London - Thousands of ordinary citizens will be given the chance to become an art work for an hour by standing still on a plinth on Trafalgar Square in the heart of London, according to a decision announced Monday.
An artists' competition for rotating 'exhibitions' on top of the fourth plinth was won by leading British sculptor Antony Gormley, best known for his giant Angel of the North steel sculpture in Gateshead, northern England.
In spring next year, for a total of 100 days, about 2,400 people will be able to volunteer to stand on the plinth for an hour at a time to fill Gormley's artistic idea with life.

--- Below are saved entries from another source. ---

PR #43, opened 2016-12-20
Reuse connections

leklund:
Reason for Change
===================
* When creating and terminating many `Nsq::Producer`s, there seems to be a memory leak (https://github.com/wistia/nsq-ruby/issues/34)

This attempts to persist the Producer objects for re-use.

List of Changes
===============
* Adds Fastly::Messenger class inspired by #41 (I used @jaw6's work as a starting point)
* Persists the producers in a hash and adds convince methods for retrieving and terminating.

Risks
=====
* My informal tests showed that using the same producer was thread safe with sidekiq, but there may be unintended consequences I haven't considered.

Recommended Reviewers
=====================
@fastly/billing


jaw6:
LGTM :+1:

PR #44, opened 2017-01-04
update nsq-ruby dependency

leklund:
* Update nsq-ruby dependency to include fixes from https://github.com/wistia/nsq-ruby/issues/34


standingwave:
Awesome! Nice work pushing for a fix upstream.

'Through elevation on to the plinth and removal from common ground, the body becomes a metaphor, a symbol and allows us to reflect on the diversity, vulnerability and particularity of the individual in contemporary society,' Gormley said about his project, which he has named One And Other.
Talking about how people would get on to the plinth, Gormley said: 'We presented a hydraulic stair but I'm rather favouring a crane so there is a moment of theatre every hour.'
There would, he expected, be 'a rather nice moment' where the person leaving and the person arriving would meet each other.
The most important thing for him was, however, that a square historically reserved for military heroes had become a 'place of ethnic celebration.'
After Gormley, A Ship In A Bottle - a modern replica of Admiral Nelson's ship, HMS Victory, made by British artist Yinka Shonibara - will adorn the plinth, gazed upon by the admiral's tall statue just across the square.